Originally published December 2006

The Government has moved very quickly to block with immediate effect a number of stamp duty land tax schemes, principally involving the use of partnerships, but has also taken the opportunity to introduce a wide ranging anti-avoidance measure which may have a significant effect on less aggressive or even wholly innocent property structures.

Partnership Planning

There were a number of SDLT schemes being used which relied on exploiting the SDLT regime for partnerships - whether sellers hiving down into partnerships or buyers subselling property into partnerships. These have now been blocked with immediate effect (unless effected pursuant to pre 2pm 6 December contracts).

The relevant changes will apply to all property holding partnerships, even if not set up for SDLT planning purposes and in broad terms will:

  • only allow groups to obtain a relief from SDLT on transfers into wholly owned partnerships (including LPs and LLPs) where the conditions for group relief are satisfied.
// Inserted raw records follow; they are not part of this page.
PR #1068, opened 2017-04-17
[TRAFODION-2594] Trafodion logs the same message twice in most of its…

selvaganesang:
… log4j and log4cxx logs

[TRAFODION-2478] Memory monitor Thread enhancements

a) Changed the configuration to have log4j.additive property set to false
b) ScratchIOSize is initialized so that this counter doesn't show invalid
   value
c) Cleaned up memory monitor concept and added code to log the memory monitoring
   counters to sccp log file every 5 minutes or when there is a pressure difference

### DIFF
--- a/core/sqf/conf/log4cxx.monitor.mon.config
+++ b/core/sqf/conf/log4cxx.monitor.mon.config
@@ -29,7 +29,7 @@ trafodion.log.filename.suffix=${TRAFODION_LOG_FILENAME_SUFFIX}
 log4j.threshhold=ALL
 
 # Define the root logger to the system property "trafodion.root.logger".
-trafodion.root.logger=FATAL
+trafodion.root.logger=INFO, monAppender
 log4j.rootLogger=${trafodion.root.logger}
 
 # Rolling File Appender
@@ -46,4 +46,4 @@ log4j.appender.monAppender.Append=true
 log4j.additivity.monAppender=false 
 
 # Foundation Monitor
-log4j.logger.MON=INFO, monAppender
+log4j.logger.MON=INFO
--- a/core/sqf/conf/log4cxx.monitor.mon.config
+++ b/core/sqf/conf/log4cxx.monitor.mon.config
@@ -22,17 +22,16 @@
 #
 
 # Define some default values that can be overridden by system properties
-trafodion.root.logger=INFO, monAppender
 trafodion.log.dir=${TRAF_HOME}/logs
 trafodion.log.filename.suffix=${TRAFODION_LOG_FILENAME_SUFFIX}
-
-# Define the root logger to the system property "trafodion.root.logger".
-log4j.rootLogger=${trafodion.root.logger}
 
 # Logging Threshold
 log4j.threshhold=ALL
 
-#
+# Define the root logger to the system property "trafodion.root.logger".
+trafodion.root.logger=FATAL
+log4j.rootLogger=${trafodion.root.logger}
+
 # Rolling File Appender
 #
 log4j.appender.monAppender=org.apache.log4j.RollingFileAppender
@@ -43,6 +42,8 @@ log4j.appender.monAppender.addPid=false
 log4j.appender.monAppender.layout=org.apache.log4j.PatternLayout
 log4j.appender.monAppender.layout.ConversionPattern=%d, %p, %c, %m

Accordingly there must be no arrangements to sell any group partner and the transfer must be bona fide and not for the avoidance of SDLT, income tax, corporation tax or CGT. Further any sale of a group partner in three years will trigger a clawback
  • cause SDLT charges to arise on transferring property out of group partnerships to group members, but in this case no group relief will be available.

General Anti-Avoidance

An extremely wide general anti-avoidance measure has also been introduced with immediate effect (again, unless there is a pre 2pm 6 December contract). This will stop current schemes such as combining sub-sale relief with distributions in specie, and lease variation structures. However it is likely to have a wider effect.

In brief the new provision applies where:

  • there is a disposal of land by Vendor and Purchaser acquires it (or an interest in it)
  • there are a number of connected or ‘scheme’ transactions
  • the total SDLT payable is less than would have been payable had Vendor sold directly to Purchaser.
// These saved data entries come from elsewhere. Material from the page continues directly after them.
PR #1069, opened 2017-04-19
JIRA 2485,2540,2582,2591, plus other bug fixes

anoopsharma00:
[TRAFODION-2485]   Add support for REVERSE function
     (OperTypeEnum.h, exp/*, sqlparser.y,
      BindItemExpr.cpp, ItemExpr.cpp, SynthType.cpp,
      GenItemFunc.cpp)

[TRAFODION-2540]   Alter Drop column on table with identity
                 "generated always" fails
                 (file CmpSeabaseDDLtable.cpp)

[TRAFODION-2582]   "timestamp - timestamp" returns "days" instead of "seconds"
                 (file: BindItemExpr.cpp)

[TRAFODION-2591]   Create index on added column returns incorrect results.
                 (file generator/GenRelScan.cpp)

Bug: Invalid "set transaction" stmt syntax no longer causes assertion failure
              or abend. An error is issued instead.
                 (file BindRelExpr.cpp)

Bug: Hive inserts with mismatched tgt/src datatypes would sometimes do not
     insert or insert incorrect values.
                 (file GenFastTransport.cpp)

Bug: an error indication is now returned if buildEncodeTree method is
    called to encode a "NULL" value for a non-null column.
                  (file EncodedKeyValue.cpp)

hive/TEST007 now does initialize auth and register user


core/sql/exp/exp_function.cpp
```diff
@@ -2484,6 +2491,79 @@ ex_expr::exp_return_type ExFunctionTokenStr::eval(char *op_data[],
...
+
+          tgtPos -= charLen;
+          str_cpy_all(&tgt[tgtPos], &src[srcPos], charLen);
+          srcPos += charLen;
+        }
+    }
+  else
+    {
+      const char *csname = CharInfo::getCharSetName(cs);
+      ExRaiseSqlError(heap, diagsArea, EXE_INVALID_CHARACTER);
```
DaveBirdsall: Is this the error you want? Looks like it is error 8433 with text, "Invalid $0~string0 character encountered in $1~string1." But the error here is an invalid character set.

If these conditions are met then SDLT is imposed as if there was a straight sale of the property for the highest consideration paid under any of the scheme transactions.

There is no purpose test for the application of this provision, only that the other transactions must be ‘connected’. As with the wide SDLT Disclosure Regulations, the provision is therefore likely to catch innocent or normal transactions. It would be surprising if HMRC intended taxpayers always to pay the maximum conceivable tax that could be due. In the case of the Disclosure Regulations HMRC sought to allay fears of excessively wide legislation not by amending the legislation but by introducing a ‘white list’ of excluded circumstances. Such a move must at the very least be necessary in respect of this new measure to allow taxpayers to know their tax liability.

What should you do now:

  • review all current structures as a matter of urgency;
  • take care with structures which result in less SDLT than might have been payable on a direct property transfer;
  • review all arrangements uncompleted as at 6 December 2006 - even where the first steps in the structure have already been taken, the transitional rules may not protect the structure as a whole, and certain subsequent actions may jeopardise the protection of those rules for all steps.

The content of this article is intended to provide a general guide to the subject matter. Specialist advice should be sought about your specific circumstances.